# Beeswax Candle Question(s)



## Nomad (Dec 19, 2002)

I have made a lot of soy wax jar candles, but I have a call for some beeswax candles. I have no clue about making them. I need to make them about 6" tall and maybe 3/4" or under in diameter at the base. All I've seen so far is the cost of the wax is pretty high. I think it said it was because of something causing the bees to die off. Can anyone direct me to a source of supplies and information? And about how much could I sell a candle of those dimensions for? Would they have to be hand dipped or are there molds for such candles? Thanks very much.

Nomad


----------



## Wisconsin Ann (Feb 27, 2007)

There are molds for them...any candle mold will do, but hand dipped candles will sell for more in most areas than molded candles.

prices on beeswax varies WIDELY. Most craft stores will sell it for $8.00 a lb or more. When I have to buy it, I buy from Dadant and sons. (western Illinois) in 100lb packages. It's gone up to $4.40 a lb I see. At 25lbs (smallest slab) it's $4.76/lb. In the 1lb cakes it's only $5.06 a lb. (plus shipping, of course) I haven't bought any for a couple years now. (shipping is usually nasty on anything that heavy tho.)
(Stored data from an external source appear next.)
PR #1726, opened 2018-09-27
mobile, QML UI: Settings page scalability

janmulder:

- [x] Bug fix
- [x] Functional change
- [ ] New feature
- [x] Code cleanup
- [ ] Build system change
- [ ] Documentation change
- [ ] Language translation

A relatively big change for such a simple page. Most relevant changes are:

1) Do not use Kirigami.Header anymore. It appears that this header has word wrapping on (and we cannot override that). This is annoying on this page, as headings seems randomly be split over 2 lines, even in cases where there is more than enough room to display it on one line. And as the Kirigami.Header is just a trivial wrapper of a Text field, we can simple replace it.

2) A lot of the toplevel GridLayouts had width properties set. These are not needed (and confused my debugging code), so they are removed without any visual change. As a general rule, do not try to set properties that are not needed. In general, it can only lead to binding loops or undefined behavior.

3) Add a font size to our Theme. The step from regular to title size was a little too big.

4) And, obviously, numerous font.pointSize lines are added to actually resize the font.

### Changes made:
See above.

### Related issues:
QML interface scaling

### DIFF
--- a/mobile-widgets/qml/Settings.qml
+++ b/mobile-widgets/qml/Settings.qml
@@ -28,31 +28,28 @@ Kirigami.ScrollablePage {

You can get dark wax for less, yellow for mid price, and the white is usually the most expensive. (white is either the capping wax or it's been bleached)
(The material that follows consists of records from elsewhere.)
PR #1727, opened 2018-09-27
QML UI: newer Kirigami and fallout

janmulder:
Update to the master of today, and no issues detected on mobile-on-desktop
and Android.

Only, the ugly border is back as the magic hack of 0b16b547ae2aefb1 failed
due to the patch file that errored. So that is fixed too.


dirkhh:
Cool, does this bring any fixes / improvements, or is this simply in order to keep us close to upstream (which in and of itself is a good thing)?

janmulder:
Currently, we are using Kirigami 2.2, but the current version is already 2.4, so there is definitely potential for something new (but I did not yet inspect all the commits in between). So that is the next thing I'm going to do. And for this rest, indeed, keeping up with master.

dirkhh:
The iOS build failure indicates that we need to update the qmake stuff we use there...
I'll just merge as is, figure it out locally, and push a fix.
Thanks

janmulder:
Yes, something I cannot test locally. And things that are not tested will fail :-)

dirkhh:
And interestingly, it's again the Kirigami team that didn't update their qmake files...

dirkhh:
I think I have a fix, but something else is stuck. Gotta work on something else, feel free to ignore the broken Travis, I'll fix later today.

dirkhh:
ok, fixed locally, pushed to master and the iOS build succeeded :-)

Beeswax candles can, by law, be up to 50% petroleum based wax and still be called beeswax. It lowers the melt point a bit, but not enough to be real noticeable. I do 100% beeswax mainly because I have the wax. 
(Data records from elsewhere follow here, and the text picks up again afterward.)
PR #1729, opened 2018-09-28
Trivial: Minor header cleanup

bstoeger:

- [ ] Bug fix
- [ ] Functional change
- [ ] New feature
- [x] Code cleanup
- [ ] Build system change
- [ ] Documentation change
- [ ] Language translation

Minor header cleanup in `import-csv.h`. Make one local function static. And remove redundant prototypes. These were a bit scary, because in `dive.h` they were declared `extern "C"`, whereas in `import-csv.h` they were not. I have my doubts that this is well defined.
 
### Changes made:

1) Make function static.
2) Remove redundant prototypes from `dive.h`.

### Release note:

No.
### Documentation change:

No.

### DIFF
--- a/core/import-csv.h
+++ b/core/import-csv.h
@@ -17,7 +17,6 @@ enum csv_format {
 
 #define MAXCOLDIGITS 10
 
-void add_sample_data(struct sample *sample, enum csv_format type, double val);
 int parse_csv_file(const char *filename, char **params, int pnr, const char *csvtemplate);
 int try_to_open_csv(struct memblock *mem, enum csv_format type);
 int parse_txt_file(const char *filename, const char *csv);
--- a/core/import-csv.h
+++ b/core/import-csv.h
@@ -17,11 +17,19 @@ enum csv_format {
 
 #define MAXCOLDIGITS 10
 
+#ifdef __cplusplus
+extern "C" {
+#endif
+
 int parse_csv_file(const char *filename, char **params, int pnr, const char *csvtemplate);
 int try_to_open_csv(struct memblock *mem, enum csv_format type);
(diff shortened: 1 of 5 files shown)


dirkhh:
Declarations pulled in from C code behave the same as `extern "C"` ones in C code.
It's C++ code where this changes things.

core/import-csv.h
```diff
@@ -17,11 +17,19 @@ enum csv_format {
 
 #define MAXCOLDIGITS 10
 
+#ifdef __cplusplus
+extern "C" {
+#endif
```
dirkhh, line 22: interesting - we include this in divelogimportdialog.cpp
I wonder why this didn't cause us problems...

dirkhh: Now I know why. We don't need that include and should remove it.
Which means that technically we don't need that `#ifdef` bracing, but it's not wrong, either.

desktop-widgets/mainwindow.cpp
```diff
@@ -23,6 +23,7 @@
 #include "core/gettextfromc.h"
 #include "core/git-access.h"
 #include "core/isocialnetworkintegration.h"
+#include "core/import-csv.h"
```
dirkhh, line 26: hmm - so why did you add that here? Now I'm confused.

dirkhh: oh never mind, ignore all of my comments. I need more coffee.

dirkhh:
After thoroughly confusing myself, I now get what this actually does. Approved.

core/import-csv.h
bstoeger: It worked because the extern "C" was taken from dive.h.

check around for local apiaries. There should be quite a number in NE Ohio, as I recall. They will often be willing to sell unfiltered wax for less than the craft stores sell it. You will have to melt and filter it tho. (not a hard job. just melt, filter thru cheese cloth to get the bee bits out)

You could also post a question in Beekeeping forum on HT to see if anyone in Ohio can help you out


----------



## Wisconsin Ann (Feb 27, 2007)

btw, you can dip a couple dozen sets of candles in the time it takes to make ONE pair of molded candles. You just keep dipping for an hour and get bunches of candles, instead of pouring ONE set and going off to do something else while you wait for the candles to cool in the mold. 

quite a few online "how to"s about dipping candles.


----------



## Nomad (Dec 19, 2002)

Wisconsin Ann said:


> btw, you can dip a couple dozen sets of candles in the time it takes to make ONE pair of molded candles. You just keep dipping for an hour and get bunches of candles, instead of pouring ONE set and going off to do something else while you wait for the candles to cool in the mold.
> 
> quite a few online "how to"s about dipping candles.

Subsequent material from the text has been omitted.